I judge by the problem description that there is some difficulty describing the hypothesis you are trying to test. At the moment, a survival model set up in the following fashion:
$$\log (\lambda_t | t_a, t_b) = \log (\lambda_{0,t}) + \beta_1 t_a + \beta_2 t_b $$
where $t_a$ is the time of A and $t_b$ is the time of B has no real interpretation.
The "survival time" A+B seems to be an artifact of design and has no real application: all I can infer is that a person spends some time in A and they spend some time in B. It sounds like there is a further deficiency in the design because nobody spends time in B and then in A.
In experimental settings, learning--or growth--describes a tendency for tasks to take less time when repeated, either because the subject has learned some tricks, or because they are losing patience. If that's the case, you may recover information by designing a proper balanced cross-over design where subjects are assigned to B and then to A. However, since subjects aren't randomized to the A-B sequence vs. the B-A sequence, other forms of biases may be found.

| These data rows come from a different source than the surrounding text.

PR #205, opened 2021-11-24
feat: add accordion with story

### LINKED ISSUE #178: Component: Accordion ContentBlock
### Design
https://www.figma.com/file/FWlI63N28LP7BxqNqj1bGw/sy-004-(Design!)?node-id=3717%3A16145

### Things to consider
- Can there be more than one open accordion item?
- Take a look at the outline on the left hand side to find the states for `Open Mobile` and `Open Desktop`

georgiee:
close #178 
initially based on the previous PR #124  👍

---

Preview here:
https://deploy-preview-205--satellytes-website-storybook.netlify.app/

# Description
This brings the Accordion component to our website. I have abstracted away the different parts from the underlying reachui accordion to make usage easier. I like the API of using the `Accordion` plus several `AccordionSection`.

I really disliked the Storybook default of showing the Canvas. I have adapted the Storybook integration globally to show the docs by default and renamed `Canvas` to `Code` and `Docs` to `Documentation`. A lot of inspiration came from the [World Food Program Designsystem](https://github.com/wfp/designsystem).

I found a [great animation example](https://github.com/raunofreiberg/reach-ui/blob/6742f0cdcef05ba23077f63c21e3ede3bbfcae52/packages/accordion/examples/animated.example.js#L74-L89) based on  [React Spring](https://react-spring.io/basics) a pretty nifty toolkit to animate things. The animation of our accordion looks nice and I think this is a great template for future animations in our website.

# Usage
ideally check the Story but that's the code in a nutshell

```
<Accordion>
  <AccordionSection title="Text with illustration" illustration="some-keyword">
    Lorem ipsum dolor sit amet, consectetur adipisicing elit. Ab dolorem
    itaque nam, quisquam quos sed totam voluptas voluptatem voluptatibus.
    Debitis dicta dolores enim esse fugit impedit odio sed sunt tenetur!
  </AccordionSection>
  
  <AccordionSection title="Text, no illustration">
    {...}
  </AccordionSection>
</Accordion>
```
# Preview
Here an image preview
Screen Shot 2021-11-24 at 10 32 49

# Remarks
+ The animation looks not good during the initial render. I spend some time figuring it out but I would like to postpone this into a second PR.
+ I wrote a super descriptive PR before but I lost the window and the content did not restore so it's a little bit less of text know. Probably good for all of us 👹 Most of the stuff is described in the docs anyway and I will comment the PR a little bit anyway.
+ I had to create a story `Getting Started/Intro` to fix an edge case with the new default of showing the docs panel. It's not working on the initial render (visiting the root). The new page has no canvas so it's forced to show the correct panel. I think this is a great place to write about typography, colors and such anyway so it's okay to start almost empty for now to fix the issue.
+ MDX is great but the rendering of the props is not working as expected. You can pass in a story but you always get the rendering of the involved components instead of the story props. That's not expected but I don't know if I did wrong of if it's a bug.
+ I derived from the design for the mobile view. The design wants the icon as a block. We can do much better and we already did for the `Callout` component. I have used `shape-outside: circle()` the first time ever, which made the text flow around more appropriately. 
Screen Shot 2021-11-24 at 10 31 38


.storybook/preview.js
```diff
@@ -14,6 +14,15 @@ addDecorator((storyFn) => (
 ));
 
 export const parameters = {
+  viewMode: 'docs',
```
georgiee, line 17: This is the magic to make the docs view the default. That is very desirable so I push this change together with this PR to save me from extracting those changes 🙏

.storybook/preview.js
```diff
@@ -14,6 +14,15 @@ addDecorator((storyFn) => (
...
+  previewTabs: {
+    // move the docs tab to the front
+    'storybook/docs/panel': { index: -1, title: 'Documentation' },
+    'storybook/canvas/panel': { title: 'Code' },
+    canvas: {
+      title: 'Code',
+    },
+  },
```
georgiee, line 25: Now good 🙌
Screen Shot 2021-11-24 at 10 36 35

before bad 🤓
Screen Shot 2021-11-24 at 10 36 54

.storybook/preview.js
```diff
@@ -27,4 +36,9 @@ export const parameters = {
     en: 'English',
     de: 'Deutsch',
   },
+  options: {
+    storySort: {
+      order: ['Getting started', 'Components'],
+    },
+  },
```
georgiee, line 43: push the helping story to the front. This is desirable anyway and helps acting as the workaround for the wrong tab selection (not docs but canvas) in the initial rendering

package.json
```diff
@@ -81,6 +82,7 @@
     "react-i18next": "^11.14.2",
     "react-leaflet": "^3.2.2",
     "react-share": "^4.4.0",
+    "react-spring": "^9.3.1",
```
georgiee, line 87: for our accordion height animation

src/components/accordion/accordion-animated-panel.tsx
```diff
@@ -0,0 +1,53 @@
+import { animated, config, useSpring } from 'react-spring';
+import * as ReachAccordion from '@reach/accordion';
+import styled from 'styled-components';
+import { useAccordionItemContext } from '@reach/accordion';
+import { useDivHeight } from './use-div-height';
+import React from 'react';
+
+const AnimatedAccordionPanel = animated(ReachAccordion.AccordionPanel);
```
georgiee, line 8: This is a wrapper coming from react spring and works like styled components as it extends the capabilities of the target component but otherwise doesn't change it. 


> You need the animation-primitive itself, and a special factory called animated. This library animates outside React (for performance reasons). Your view has to know how to handle the animated props you pass to it. This is what animated is there for, it extends native elements to receive animated values.

See here https://react-spring.io/basics for details

src/components/accordion/accordion-animated-panel.tsx
```diff
@@ -0,0 +1,53 @@
...
+ * https://reactjs.org/docs/forwarding-refs.html
+ *
+ * Based on:
+ * https://github.com/raunofreiberg/reach-ui/blob/6742f0cdcef05ba23077f63c21e3ede3bbfcae52/packages/accordion/examples/animated.example.js#L74-L89
+ * 1. We removed the forwardRef as we don't benefit from forwarding the ref as of now)
+ * 2. Added the aria-hidden flag based on this feedback: https://github.com/reach/reach-ui/pull/500#discussion_r403603183
+ */
+export const AccordionAnimatedPanel = ({ children }) => {
+  const { isExpanded } = useAccordionItemContext();
+  const { ref, height } = useDivHeight();
```
georgiee: Don't get confused. `useDivHeight` is a custom hook, see the other file in this PR

src/components/accordion/accordion-header.tsx
```diff
@@ -0,0 +1,84 @@
...
+`;
+
+const resetButton = css`
+  padding: 0;
+  margin: 0;
+  appearance: none;
+  background: 0;
+  border: 0;
+  box-shadow: none;
+`;
```
georgiee, line 33: I had the feeling this makes the actual button styles more readable so I grouped that reset. Might be useful globally but for now local is good.

src/components/accordion/accordion-header.tsx
```diff
@@ -0,0 +1,84 @@
...
+}
+
+interface AccordionChevronProps {
+  open: boolean;
+  className?: string;
+}
+
+const AccordionTitleHeadline = styled.span`
+  ${TextStyles.headlineXS}
+  ${ellipsis()}
```
georgiee, line 21: this is coming from polish. We already have it in the code base so I replaced my manual text ellipsis code with this shortcut. See https://polished.js.org/docs/#ellipsis

src/components/accordion/accordion-animated-panel.tsx
```diff
@@ -0,0 +1,53 @@
...
+ * Read this if forwardRef is unclear:
+ * https://reactjs.org/docs/forwarding-refs.html
+ *
+ * Based on:
+ * https://github.com/raunofreiberg/reach-ui/blob/6742f0cdcef05ba23077f63c21e3ede3bbfcae52/packages/accordion/examples/animated.example.js#L74-L89
+ * 1. We removed the forwardRef as we don't benefit from forwarding the ref as of now)
+ * 2. Added the aria-hidden flag based on this feedback: https://github.com/reach/reach-ui/pull/500#discussion_r403603183
+ */
+export const AccordionAnimatedPanel = ({ children }) => {
+  const { isExpanded } = useAccordionItemContext();
```
georgiee, line 31: This took years until I found it. It's in the documentation but virtually not described. It's a great technique to expose the expanded state of the accordion panel in any component that is interested in. I mean I know the context hooks but I just did not realize how flexible it can be used 👍 I'm glad I found this because without it you don't have access to the currennt state of the panel.

src/components/accordion/accordion.stories.mdx
```diff
@@ -0,0 +1,45 @@
...
++ You can't define your own `AccordionButton`, `AccordionPanel` and such, everything is predefined and bundled in the `AccordionContent` component.
+
+<Canvas>
+  <Story story={Regular}/>
+</Canvas>
+
+
+## Component API
+
+<ArgsTable of={Accordion} />
```
georgiee, line 26: Because I defined a subcomponent of interest in the meta data (`AccordionSection`) we get a second tab.

Screen Shot 2021-11-24 at 10 47 20

The behavior is not expected actually. I thought I pass in the story and I get the story props but it always shows me the two tabs, regardless of the story I pass in.

src/components/accordion/accordion.stories.tsx
```diff
@@ -0,0 +1,104 @@
...
+        This section is opened by default as we defined the defaultIndex to be
+        1.
+      </AccordionSection>
+    </Accordion>
+  );
+};
+
+export const AccordionSectionExample = (args) => {
+  return (
+    <Accordion defaultIndex={[0, 1]}>
```
georgiee, line 59: `defaultIndex` is the internal reach ui name. You can pass in a number of an array of number to tell what is opened on the initial rendering. You can't control the panels during runtime. 

I thought about renaming this but I found no better words so I pick the same name as the internal one from reach ui.

src/components/accordion/use-div-height.ts
```diff
@@ -0,0 +1,31 @@
...
+      resizeObserver.observe(ref.current);
+    }
+
+    return () => {
+      resizeObserver.disconnect();
+    };
+  }, []);
+
+  return { ref, height };
+}
```
georgiee: I always need some time to understand custom hooks. I never can make any sense out of them on the first sight. I really love this one to always get the current height of a component 🌟

src/components/illustration/illustration.tsx
```diff
@@ -56,7 +60,10 @@ export const Illustration = (props: IllustrationProps) => {
   const IllustrationSvg = IllustrationSet[props.show];
 
   return (
-    <IllustrationLayout size={props.size ?? IllustrationSize.NORMAL}>
+    <IllustrationLayout
+      className={props.className}
+      size={props.size ?? IllustrationSize.NORMAL}
+    >
```
georgiee, line 66: I need to directly wrap this component for the Accordion implementation. I think it's never wrong to be a good citizen of the ecosystem and by supporting a famous framework like styled components (but also others using the same technique).

I could have prevented this by wrapping the Illustration component in an additional styled div. Much easier now. 
Find `const PanelIllustration = styled(Illustration)` in the code to understand.

.storybook/preview.js
feedm3: Nice, this makes storybook so much more user-friendly.

src/components/accordion/use-div-height.ts
```diff
@@ -0,0 +1,31 @@
...
+/**
+ * Lovely height measurement, from here:
+ * https://github.com/raunofreiberg/reach-ui/blob/6742f0cdcef05ba23077f63c21e3ede3bbfcae52/packages/accordion/examples/animated.example.js#L19-L39
+ */
+export function useDivHeight() {
+  const ref = useRef(null);
+  const [height, setHeight] = useState(0);
+
+  useEffect(() => {
+    const resizeObserver = new ResizeObserver(([entry]) => {
```
feedm3, line 11: What is the `entry`? I thought that the `ResizeObserver` need some reference to the `div` that gets measured, but there is nothing here.

src/components/accordion/accordion.tsx
```diff
@@ -0,0 +1,98 @@
...
+`;
+
+const PanelContainer = styled.div`
+  ${up('sm')} {
+    display: flex;
+  }
+`;
+
+const PanelIllustration = styled(Illustration)`
+  shape-outside: circle();
```
feedm3: Interesting didn't know this neat trick. But tbh, I think it looks better and is easier to read if we just add a little bit more padding to the right and bottom.

Screenshot 2021-11-24 at 13 44 15

Something to discuss with design.

src/components/accordion/accordion.tsx
```diff
@@ -0,0 +1,98 @@
...
+   */
+  illustration?: IllustrationType;
+}
+
+const AccordionItem = styled(ReachAccordion.AccordionItem)`
+  border-top: 1px solid #eeeeee;
+  border-bottom: 1px solid #eeeeee;
+
+  & + & {
+    margin-top: 34px;
```
feedm3: Looking at the design, the margin should be 5px on desktop and 0 on mobile (probably -1 to overlap the borders)

src/components/illustration/illustration.tsx
feedm3: Classic technique to pass down `className` for styled-components 👍

src/components/accordion/accordion-animated-panel.tsx
feedm3: The hook probably "only" works inside the `Accordion`, as the accordion is creating the context for it's children. So not on `any component` but on any `child component`.

src/components/accordion/use-div-height.ts
feedm3: Finally got how it works: the `ref` return variable is used as input for the function. I think this is a bit unintuitive, as I would expect the input to be passed as a function argument. 

I checked a popular hooks library how it's done there with similar use cases.  Check this code here how they use the `useIntersection `:
https://github.com/streamich/react-use/blob/master/docs/useIntersection.md 

They put the `ref` outside of the function so that you can pass it in as a function argument.

```js
const intersectionRef = React.useRef(null);
const intersection = useIntersection(interestectionRef)
```

I think this is simpler (or more intuitive) to read and would therefore recommend to put the `ref` outside.

feedm3 (changes requested):
Nice implementation. Like the use of react-spring, a library that I wanted to try since years 😄  Finally there is a project to use it 💪 

I had 2 points during the review:
1. The used margins don't fit to the design (too large). And I think the `circular` shape makes the text harder to read.
2. The custom hook is a bit hard to understand, as the return object of the hook is used as input. I added an example of a different hook on how to put the `ref` outside of it to make it more intuitive to read and use.

src/components/accordion/use-div-height.ts
georgiee: Thanks for the link to useIntersection. Makes sense to make this more flexible. I copied this part from the linked sources without thinking too much over details like that. I very much appreciate that specific point though and I'm going to refactor the code.

src/components/accordion/accordion.tsx
georgiee: I will remove this for now to be more conservative. I think the tech dragged me into this direction and not the esthetics anyway 😁

preview for completion and later discussion:
Screen Shot 2021-11-25 at 15 07 13

src/components/accordion/accordion.tsx
georgiee: Interesting, I only checked the reference in the component library. Now looking into the actual design I can see the first time the mobile distance and the distance on desktop is clearly more condensed. Those information are missing in the reference document I think.

Screen Shot 2021-11-25 at 15 10 11
Screen Shot 2021-11-25 at 15 09 40
:

georgiee: I asked in the design team. They suspect some error happened in the design. Now every panel have a border at the top and I add an additional border at the bottom for the last (`:last-of-type`) element. In addition I reduced the spacing. We will go with this first version for now.

georgiee:
I found another issue with the border being too short due to the padding on the accordion container and I fixed the rest. Thanks for your review. Please have another look and I'm happy to merge then.

feedm3 (approved):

To formally compare which experimental setting a subject spends more time in, you merely have to compare survival times. Since there is no censoring, you can use a paired T-test. Alternately, you can use a sign test for paired data. You can also generate Kaplan-Meier curves for paired data and use a log-rank test, although I'm not sure about the efficiency of the analysis since it is typically used for independent data, but the paired design is balanced.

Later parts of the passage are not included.